Intensity to Color Mapping
--------------------------
A pseudo-log intensity scale is used to help see lower intensity features
in the same image as high intensity peaks. The relative intensity of low
intensity features to high intensity features is controlled by the intensity
slider.
When the slider is fully to the left, the mapping from
data value to color index is linear. As the slider is moved to the right
low intensity features are increasingly emphasized, relative to the
maximum intensity in the displayed image.
The selected color scale is always fully used. If the image is scrolled
to display a different portion of the image, the mapping is adjusted so
that the largest positive value present in the image is mapped to the
largest color index.
The color scale in use is displayed in a color bar on the right side of
the viewer. This color scale is "two-sided" in that separate color
scales are used for negative and for positive values in the data. In
the example shown, values greater than or equal to zero are mapped to
colors ranging from black to red, orange and then white. Negative
values range from black through shades of gray. The pseudo-log
intensity scaling is actually applied to the absolute value of the
data intensity, before mapping to a color. This allows small negative
as well as small positive values to be seen and distinguished in the
presence of large peaks. This can be useful when dealing with data
that was obtained by subtracting two workspaces, such as when
background is subtracted, since due to errors in the data, this often
introduces negative "intensities".
Graphs
------
The displayed graphs are just cuts through the displayed image.
That is, the graph of a spectrum across the bottom of the window
is obtained from the corresponding row of the image data. Consequently,
the graph shows that spectrum as rebinned for the image display.
Similarly, the graph at the left side of the window is obtained
from the corresponding column of the image data, so it shows values
from whatever spectra formed the image, at the selected bin.
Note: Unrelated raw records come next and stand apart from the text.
PR #227, opened 2021-11-30
Add functionality for JMAG 2D analysis

Bharat-Ramadas:
This PR does the following:

1. Modifies the JMAG tool to create `sketches` instead of `parts` when drawing cross-sections as `parts` are inherently 3D in JMAG and `sketches` are the 2D `eMach` cross-section equivalent. 
2. Moves part creation over to the `extrude` and `revolve` methods as this is where 3D components are created.
3. Implements a new `JmagDesigner2D` tool for 2D analysis with JMAG. This class reuses most of the `JmagDesigner` tool methods, with only the `extrude` and `revolve` functions modified. This is required as JMAG determines the type of analysis to be 2D or 3D based on the geometry.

The graphs are both "auto-scaling" and adapt to the range of values
in the selected portion of the data. The Graph Max control allows
the user to see lower level features in the data by reducing the
portion of the range of values that are displayed. When the control
is at the right limit, 100% of the total range is displayed. When
the control is in the middle, only 50% of the total range is
displayed. When the control is at the far left, only 1% of the
total range is displayed.
Each of the graphs is in a separate pane that can be collapsed
to zero size, if not needed. The "control" for this is a small
graphical "handle" on a divider between the graph and image.
The graph size can be altered by grabbing the handle with the
left mouse button pressed. The size can be increased or decreased
to a minimum size. If the handle is moved substantially below
the minimum size, the graph will collapse to zero size.